*** Record excerpts Section Begins ***
PR #1616, opened 2026-09-08
Validate and report hosted publication destination services

troyjr4103:
`gcs:<bucket>/<prefix>` says nothing about whether that bucket was the real service or an emulator standing in for it, so a hosted publication receipt could not tell the two apart. Every destination refusal also happened late, after a client existed and sometimes after an import had been spent on a destination nobody could reach.

`DestinationSpec::resolve` now settles every choice about where a publication points before anything is opened: the filesystem root's shape, the bucket and prefix grammar, the endpoint override, and the artifact-identifier budget. That last one is the load-bearing reorder. The identifier is composed from the scope AFTER a publication has already committed, so a prefix that cannot compose one used to produce a publication that succeeded and a receipt nobody could write. The resolved destination then hands out fresh backend handles, and an object-store one reports the service class off the value that built the client rather than deriving it a second time.

`destination_service` is emitted only for an object-store destination, so a filesystem run's record is byte-identical to what this adapter has always written. That matters because the hosted decoder refuses an unknown top-level field.

## Ordering

kinlab #508 teaches the hosted decoder this field and MUST be in production before this lands. #508 is green and waiting in its lane's queue.

## Verified by running, not by reading

```text
$ cargo test -p kin-daemon --features gcs --locked --lib gcs_endpoint
test result: ok. 15 passed; 0 failed; 1 ignored

$ cargo test -p kin-cli --locked --lib commands::hosted_publication
test result: ok. 11 passed; 0 failed

$ cargo test -p kin-cli --features gcs --locked --test hosted_publication_object_store
test result: ok. 3 passed; 0 failed

$ cargo test -p kin-cli --locked --test hosted_first_publication
test result: ok. 26 passed; 0 failed
```

The one ignored case is `a_seeded_emulator_serves_a_snapshot_round_trip`, which needs a running fake-gcs-server. No real object-store publication is claimed here.

Property by property. Production-ADC versus emulator classification, with precedence between the two levers and a positive control that the second is honored when the first is absent. Bracketed IPv6 both resolves and reaches a real IPv6 listener, and `http://[::1`, `http://[::1]x:4443`, `http://user:pass@host:4443`, `http://host:0` and `http://host/path` are each refused rather than falling through. Failure before irreversible publication, asserted as `!case.path("source").exists()` on a run against a closed port. Unchanged filesystem evidence bytes, asserted twice: a byte-exact encoder golden in the module, and an exact top-level key set over a real publication's output. And the object-store cases are behind the `gcs` feature with a CI step that runs them on the pull request, whose exact count assertion matches the file's three `#[test]` today.

## Falsification

Three arms, each breaking production behavior rather than an assertion, each killing exactly the cases written for it, restored green.

```text
ARM=A-invalid-override-selects-production   9 passed, 2 failed
  an_unparseable_lever_never_falls_back_to_the_real_service
  bracketed_ipv6_is_an_emulator_and_invalid_overrides_never_select_adc
ARM=B-budget-not-spent-at-resolution       10 passed, 1 failed
  an_identifier_that_cannot_be_composed_is_refused_before_a_publication_commits
ARM=C-service-key-always-emitted           10 passed, 1 failed  +  25 passed, 1 failed
  a_filesystem_evidence_record_is_byte_identical_to_what_this_adapter_has_always_written
  a_filesystem_publication_records_no_destination_service
ARM=D-restored                             11 passed, 0 failed  +  26 passed, 0 failed
```

Arm C is the one worth reading: dropping `skip_serializing_if` alone makes a filesystem record grow a `"destination_service": null` key, and both the unit golden and the integration key-set assertion catch it.

## The workflow change, called out

This raises `fast-gate-lint` (`Fast gate lint and policy`, one of main's seven required contexts) from 20 to 30 minutes, because the new step builds kin-cli under a second feature set that clippy's artifacts cannot serve. The step lives in that job rather than somewhere cheaper because the two names main requires are that one and the sharded test job, and a guard anywhere else is advisory.

### DIFF
--- a/.github/workflows/ci.yml
+++ b/.github/workflows/ci.yml
@@ -951,7 +951,13 @@ jobs:
     # Read the runner a run actually resolved from the jobs API `labels` field,
     # never from this line.
     runs-on: ${{ vars.KIN_HEAVY_RUNNER || 'ubuntu-latest' }}
-    timeout-minutes: 20
+    # 20 until the hosted object-store publication step below, which builds
+    # kin-cli under a second feature set that clippy's artifacts cannot serve.
+    # Raised rather than moving that step somewhere cheaper on purpose: the two
+    # names main requires are this one and the sharded test job, so a guard that
+    # lands anywhere else is advisory and an armed auto-merge would land past
+    # it red.
+    timeout-minutes: 30
     # FIR-2744. This job shares `check`'s cargo cache key, and with
     # `add-rust-environment-hash-key` off nothing else would notice the two
     # declaring different cargo profiles, so they must declare the same one or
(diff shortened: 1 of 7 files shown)


troyjr4103:
This predates the monorepo move and its change is not yet in kin-internal. Filed FIR-3666 to port it (branch fix/hosted-gcs-publication kept here); it depends on kinlab#508 landing first. Closing this PR; product work continues from the private monorepo.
*** Record excerpts Section Ends ***
■ What is needed: Give every entry again, character for character.

■ Task response:
PR #1616, opened 2026-09-08
Validate and report hosted publication destination services

troyjr4103:
`gcs:<bucket>/<prefix>` says nothing about whether that bucket was the real service or an emulator standing in for it, so a hosted publication receipt could not tell the two apart. Every destination refusal also happened late, after a client existed and sometimes after an import had been spent on a destination nobody could reach.

`DestinationSpec::resolve` now settles every choice about where a publication points before anything is opened: the filesystem root's shape, the bucket and prefix grammar, the endpoint override, and the artifact-identifier budget. That last one is the load-bearing reorder. The identifier is composed from the scope AFTER a publication has already committed, so a prefix that cannot compose one used to produce a publication that succeeded and a receipt nobody could write. The resolved destination then hands out fresh backend handles, and an object-store one reports the service class off the value that built the client rather than deriving it a second time.

`destination_service` is emitted only for an object-store destination, so a filesystem run's record is byte-identical to what this adapter has always written. That matters because the hosted decoder refuses an unknown top-level field.

## Ordering

kinlab #508 teaches the hosted decoder this field and MUST be in production before this lands. #508 is green and waiting in its lane's queue.

## Verified by running, not by reading

```text
$ cargo test -p kin-daemon --features gcs --locked --lib gcs_endpoint
test result: ok. 15 passed; 0 failed; 1 ignored

$ cargo test -p kin-cli --locked --lib commands::hosted_publication
test result: ok. 11 passed; 0 failed

$ cargo test -p kin-cli --features gcs --locked --test hosted_publication_object_store
test result: ok. 3 passed; 0 failed

$ cargo test -p kin-cli --locked --test hosted_first_publication
test result: ok. 26 passed; 0 failed
```

The one ignored case is `a_seeded_emulator_serves_a_snapshot_round_trip`, which needs a running fake-gcs-server. No real object-store publication is claimed here.

Property by property. Production-ADC versus emulator classification, with precedence between the two levers and a positive control that the second is honored when the first is absent. Bracketed IPv6 both resolves and reaches a real IPv6 listener, and `http://[::1`, `http://[::1]x:4443`, `http://user:pass@host:4443`, `http://host:0` and `http://host/path` are each refused rather than falling through. Failure before irreversible publication, asserted as `!case.path("source").exists()` on a run against a closed port. Unchanged filesystem evidence bytes, asserted twice: a byte-exact encoder golden in the module, and an exact top-level key set over a real publication's output. And the object-store cases are behind the `gcs` feature with a CI step that runs them on the pull request, whose exact count assertion matches the file's three `#[test]` today.

## Falsification

Three arms, each breaking production behavior rather than an assertion, each killing exactly the cases written for it, restored green.

```text
ARM=A-invalid-override-selects-production   9 passed, 2 failed
  an_unparseable_lever_never_falls_back_to_the_real_service
  bracketed_ipv6_is_an_emulator_and_invalid_overrides_never_select_adc
ARM=B-budget-not-spent-at-resolution       10 passed, 1 failed
  an_identifier_that_cannot_be_composed_is_refused_before_a_publication_commits
ARM=C-service-key-always-emitted           10 passed, 1 failed  +  25 passed, 1 failed
  a_filesystem_evidence_record_is_byte_identical_to_what_this_adapter_has_always_written
  a_filesystem_publication_records_no_destination_service
ARM=D-restored                             11 passed, 0 failed  +  26 passed, 0 failed
```

Arm C is the one worth reading: dropping `skip_serializing_if` alone makes a filesystem record grow a `"destination_service": null` key, and both the unit golden and the integration key-set assertion catch it.

## The workflow change, called out

This raises `fast-gate-lint` (`Fast gate lint and policy`, one of main's seven required contexts) from 20 to 30 minutes, because the new step builds kin-cli under a second feature set that clippy's artifacts cannot serve. The step lives in that job rather than somewhere cheaper because the two names main requires are that one and the sharded test job, and a guard anywhere else is advisory.

### DIFF
--- a/.github/workflows/ci.yml
+++ b/.github/workflows/ci.yml
@@ -951,7 +951,13 @@ jobs:
     # Read the runner a run actually resolved from the jobs API `labels` field,
     # never from this line.
     runs-on: ${{ vars.KIN_HEAVY_RUNNER || 'ubuntu-latest' }}
-    timeout-minutes: 20
+    # 20 until the hosted object-store publication step below, which builds
+    # kin-cli under a second feature set that clippy's artifacts cannot serve.
+    # Raised rather than moving that step somewhere cheaper on purpose: the two
+    # names main requires are this one and the sharded test job, so a guard that
+    # lands anywhere else is advisory and an armed auto-merge would land past
+    # it red.
+    timeout-minutes: 30
     # FIR-2744. This job shares `check`'s cargo cache key, and with
     # `add-rust-environment-hash-key` off nothing else would notice the two
     # declaring different cargo profiles, so they must declare the same one or
(diff shortened: 1 of 7 files shown)


troyjr4103:
This predates the monorepo move and its change is not yet in kin-internal. Filed FIR-3666 to port it (branch fix/hosted-gcs-publication kept here); it depends on kinlab#508 landing first. Closing this PR; product work continues from the private monorepo.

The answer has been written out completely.